Selon le rapport statistique annuel du Haut Commissariat aux réfugiés des Nations unies (HCR), le nombre de personnes déracinées dans le monde en 2016, a dépassé les 60 millions, atteignant le seuil historique de 65,6 millions de personnes, soit l'équivalent de l'intégralité de la population française ou italienne. 17,2 millions ont fui leur pays (parmi lesquels 5,5 millions de Syriens, 2,5 millions d'Afghans, 1,4 million de Soudanais etc.) et 40,3 millions sont réfugiés dans leur propre pays. Chiffres auxquels il convient d'ajouter les chercheurs d'asyle.

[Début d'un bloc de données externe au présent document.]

PR #136, opened 2021-03-24
Upgrade geoserver to latest upstream kartoza/geoserver:2.18.2

tlvu:
Completely removed our custom build.  Upgrade will be much easier next time.

What is cool with this new upstream version, from deployment perspective:

* many plugins are pre-downloaded, we just have to enable them, see https://github.com/kartoza/docker-geoserver/blob/553ed2982685f366ddcbac3d3e1626cb493cf84b/scripts/setup.sh#L13-L41
  * full plugin list we can enable https://github.com/kartoza/docker-geoserver/blob/553ed2982685f366ddcbac3d3e1626cb493cf84b/build_data/stable_plugins.txt and https://github.com/kartoza/docker-geoserver/blob/553ed2982685f366ddcbac3d3e1626cb493cf84b/build_data/community_plugins.txt

* admin password can be set via config, no need for manual step post deployment anymore, sweet !!!

What might be different from the previous version:

* csw-plugin not found in stable_plugins.txt or community_plugins.txt so it is missing in this config.  Full disclosure, I did not search if it can be downloaded manually or it has been renamed or merged into another plugin or it has been deprecated/discontinued.

* Jai and Jai_ImageIO might be different from previous version.  The previous version (https://github.com/bird-house/birdhouse-deploy/tree/c0ffb413a3dff70bbe2c98c38690d6e919f11386/birdhouse/docker/geoserver/resources) we added them manually and there is a "native" component.  The new GeoServer seems to have Jai enabled by default (probably comes with Java 11) but without the "native" component, see https://docs.geoserver.org/stable/en/user/configuration/image_processing/index.html.   I have no idea what is the performance impact of this change.

Running on my dev VM https://lvupavicsmaster.ouranos.ca/geoserver/.  Contact me privately for the admin password if you want to test it out.  It's completely empty as I do not know how to load data into it.

I will also need your help to test it as I have no idea how it is being used.


tlvu:
https://daccs-jenkins.crim.ca/job/DACCS-iac/254/console
```
[CHECK] Waiting for canarie-api [https://host-140-91.rdext.crim.ca/canarie]...
.............................................................................................................................................................................................................................
[WARNING] Timeout of [1200] seconds reached. Exiting, but leaving the instance running.
```
@MatProv is the timeout too short if a new docker image needs to be downloaded?

huard (approved):
How do we connect the database from the previous GeoServer to this one ? Can we migrate the database ? 
Running the nb test suite will hit GeoServer.

MatProv:
> @MatProv is the timeout too short if a new docker image needs to be downloaded?

@tlvu 1200 seconds is long enough for new images too be downloaded, if any.
In this case, error occurs because of the new geoserver env variables added in this PR that are not yet defined in our test config.

huard:
CSW: https://docs.geoserver.org/latest/en/user/community/csw-iso/installing.html

@tlogan2000  As far as I know, we're not using directly using the CSW service at the moment. It could maybe be used by other users working with GIS client, but I'm not aware of it. My suggestion would be to open a new issue for this and prioritize it if we get user complaints.

tlvu:
> > @MatProv is the timeout too short if a new docker image needs to be downloaded?
> 
> @tlvu 1200 seconds is long enough for new images too be downloaded, if any.
> In this case, error occurs because of the new geoserver env variables added in this PR that are not yet defined in our test config.

@MatProv 
Ah yes indeed my bad, it was late last night, sorry!  I even wrote it down clearly in the commit message of 187e0f30171da09dee71eee01c4c7a492d330233 that the change is backward incompat and `env.local` will need a manual update.

Can you add the new config to `env.local`?  There no harm to have the new config without this change since unused config will just be ignored.

MatProv:
run tests

tlvu:
> How do we connect the database from the previous GeoServer to this one ? Can we migrate the database ?

I was not able to test data migration from previous version since my dev Geoserver is empty !  Will need help with how to load data and some data to load.

> Running the nb test suite will hit GeoServer.

Geoserver is one of the few components not tested by our notebooks on Jenkins currently, see https://github.com/Ouranosinc/pavics-sdi/issues/183

birdhouse/docker-compose.yml
```diff
@@ -101,16 +101,21 @@ services:
...
   geoserver:
-    image: pavics/geoserver:2.9.3
+    image: ${GEOSERVER_IMAGE}
     container_name: geoserver
     ports:
       - "8087:8080"
     environment:
       # for custom entrypoint
       PAVICS_FQDN_PUBLIC: $PAVICS_FQDN_PUBLIC
+      STABLE_EXTENSIONS: ${GEOSERVER_STABLE_EXTENSIONS}
```
MatProv, line 111: Maybe use a constant style of passing env variables. Eg: all with `${}` or not.

huard:
@tlvu Got it. There are a few tests in Raven and RavenPy that connect to GeoServer, so we would give those tests another URL to use. I suggest we run those tests manually for now rather than trying to solve #183. 

@Zeitsperre Could you discuss with Long 
1. how you upload data currently on GeoServer
2. new possibilities with the REST API to upload data

birdhouse/docker-compose.yml
tlvu: Done in 0c74cf3c12d1edf172563fb95e0e03e248502af2, thanks.

MatProv:
> Can you add the new config to `env.local`? There no harm to have the new config without this change since unused config will just be ignored.

@tlvu Yes, now passing.

tlvu:
> CSW: https://docs.geoserver.org/latest/en/user/community/csw-iso/installing.html
> 
> @tlogan2000 As far as I know, we're not using directly using the CSW service at the moment. It could maybe be used by other users working with GIS client, but I'm not aware of it. My suggestion would be to open a new issue for this and prioritize it if we get user complaints.

I opened a PR upstream: https://github.com/kartoza/docker-geoserver/pull/230, if accepted CSW will be available in their next release.

tlvu:
@huard, @Zeitsperre 

I just added this to the PR description, something else to pay attention when testing this new version.

* No more manual install of various NetCDF system libraries (zlib, hdf5, archive), see our previous custom build https://github.com/bird-house/birdhouse-deploy/blob/c0ffb413a3dff70bbe2c98c38690d6e919f11386/birdhouse/docker/geoserver/Dockerfile#L26-L35
  * Since we can enable `netcdf-plugin` on the fly so I am guessing those system libraries are not needed anymore but I do not know the actual real impact of this change.

tlvu:
Ping @f-PLT, you might be interested in this PR.

tlvu:
> I opened a PR upstream: [kartoza/docker-geoserver#230](https://github.com/kartoza/docker-geoserver/pull/230), if accepted CSW will be available in their next release.

Even better, upstream owner clarified that `csw-plugin` was even already enabled by default, so that's why it was not in `stable_plugins.txt`.  I was following the README, which was not up-to-date with the code !

Zeitsperre:
> @Zeitsperre Could you discuss with Long
> 
>     1. how you upload data currently on GeoServer
In a word; manually.

Geopackage-stored datasets are converted to Shapefile or another OGC format (GML usually), placed on the data store via scp, and loaded into the GeoServer using the admin frontend. For data with strange/non-standard CRSes, their PROJ4 definitions need to be added to the listing of available transformations (see: https://docs.geoserver.org/latest/en/user/configuration/crshandling/customcrs.html) and the GeoServer needs to be restarted. After that, the dataset is loaded as a `datastore` and `layers` are published from the store. This can involve tweaks (setting domain, specifying character encoding, etc.). It's a pretty labour-intensive process.

>     2. new possibilities with the REST API to upload data

I stumbled upon a project that shows promise for being a Python REST API interface for GeoServer (https://github.com/gicait/geoserver-rest) and have been opening issues and suggesting changes to make it a bit more usable. It's not production-ready, but I would say it's usable for automating a few steps of the process (loading, publishing, styling, etc.). We are in dire need of a standardization for our many datasets and if something like GeoPackage support is available at the outset (via `geopkg-plugin`?), we could merge most of our vector data into a handful of files (I'm unsure if raster support is fixed for GeoPackage+GeoServer; the maintainers told me it was in the plans a year or so ago).

For immediate needs, I can try loading some bunk data into @tlvu's instance and seeing whether things work as expected. We really don't use most of the capabilities, so I don't envision us needing most of the plugins we had enabled (we have never had netcdf data on our GeoServer, to my knowledge).

tlvu:
Quick recap discussion with @Zeitsperre today.

We will need to load data at least twice, once in currently empty new GeoServer and again on old version of GeoServer then upgrade to the new one to test upgrade scenario.  Might need to load data more than twice if we screw up during our testing.

So given loading data is a manual and tedious process, @Zeitsperre will try to test the water with the automation tools he found.  It might only automate haft the steps but it's half the steps he won't have to perform manually repeatedly.

It's only to have a quick and dirty prototyping of the automated process, not to productize it.  But will give us an idea what we need, how we want, what is missing to productize it later.

f-PLT:
It's supposed to be possible to migrate the Geoserver configurations (`/data/geoserver`), but 2.9 => 2.19 didn't work in my case. I did a small local test with shapefile data and did get it working up to 2.17.2, in incremental steps, but I couldn't get passed 2.17.2, trying to move on to 2.18 and above, Geoserver either had internal errors or 404's when accessing it. I have yet to investigate, but I figured this information could be useful nonetheless. I did not test PostGIS version updates along with this however.

As for using the Geoserver API to automate data loading, geoserver-rest is a good start. I know of a few others, but I'll have to look at my notes. I started playing with this in January and also with custom API requests. Louis-David from CRIM has also used the API for the Canadian Climate Data Portal. Unless I'm mistaken, we will be exploring this kind of automation for one of our new components, but I don't have an ETA for it yet.

Zeitsperre:
@f-PLT

Thanks for the heads-up on the migration experiments. I still have yet to do my end of the tests, but it's interesting to see that the database can be migrated to a version as new as 2.17. For Postgres, I don't believe Ouranos has any data in an SQL DB, so I wouldn't worry about PostGIS (unless CRIM does). The feature I'm most curious about is GeoPackage performance, as that would clean up our /data drive quite a lot. I'll probably create a file and can share that with you if you'd like.

I've been contributing some tooling changes to `geoserver-rest` and was going to start fixing up a few clear bugs as well as the docs and tests for it as well. The maintainer is solo on the development, and it looks like the capabilities listed are based on his present needs, so we can probably extend the features we want; I'm sure the maintainer will be happy to integrate most contributions.

birdhouse/pavics-compose.sh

Des statistiques absolument ahurissantes !
L'écrivain autrichien Joseph Roth (1894-1939) a publié son ouvrage "La fuite sans fin" en 1927. La même année, d'ailleurs, que son "Juifs en errance", que j'ai chroniqué pour les lectrices et lecteurs de Babelio, le 10-06-2017, et auquel je me permets de renvoyer pour, en autres, ses relations avec d'autres auteurs, tel son ami et compatriote, le grand et toujours très populaire Stefan Zweig (1881-1942).
Contrairement à son autre livre de la même année, qui va plus dans le sens d'un essai, ce récit-ci retrace les pérégrinations de son héros, Franz Tunda, officier dans l'armée impériale autrichienne au cours de la Grande Guerre, après qu'il s'est évadé d'un camp de prisonniers de guerre pour tomber dans le chaos de la Russie de la révolution. Un périple qui conduit notre pauvre Franz un peu partout dans l'immense ex empire des tsars, en route pour son pays natal et Vienne.
Il est évident que ce Franz Tunda est, en fait, l'alter-ego de Joseph Roth lui-même : son long voyage en passant entre autres par Amsterdam, Bruxelles et Ostende, sans mentionner sa longue excursion, accompagnée par l'écrivaine allemande, Irmgard Keun, en Pologne et encore plus à l'est, pour mourir finalement, dans des conditions tragiques, à l'âge de seulement 45 ans, dans un hôpital à Paris.
Il ne peut y avoir de doute là-dessus, car l'auteur n'a pas pour rien donné comme sous-titre à cette oeuvre "Un rapport" et dans une lettre à Stefan Zweig, du 24 janvier 1928, il explique, qu'initialement il avait rédigé ce livre à la première personne du singulier. (cf. "Correspondance 1927-1938").
Cette oeuvre est relativement brève (à peine 159 pages dans la version que je tiens en main), mais incroyablement dense. Cette densité est essentiellement le résultat du grand art de Joseph Roth pour la formulation courte et précise. Une qualité propre à cet ecrivain-journaliste qu'une autre ecrivaine-journaliste bien de chez nous, Florence Noiville, a souligné en ces termes : "Sur le plan de l'écriture d'abord, je suis toujours frappée par la netteté et la précision du style chez Roth. Des phrases courtes qui le rendent extrêmement tranchant. Et puis, il y a une espèce de charme, de légèreté. C'est une écriture qui n'est jamais datée. Sur le fond, Roth aura été un visionnaire." Cette citation, qui vaut celles de son maitre, sort de l' extraordinaire Cahier de l'Herne consacré au géant autrichien et édité, en 2015, sous la direction de Carole Ksiazenicer-Matheron.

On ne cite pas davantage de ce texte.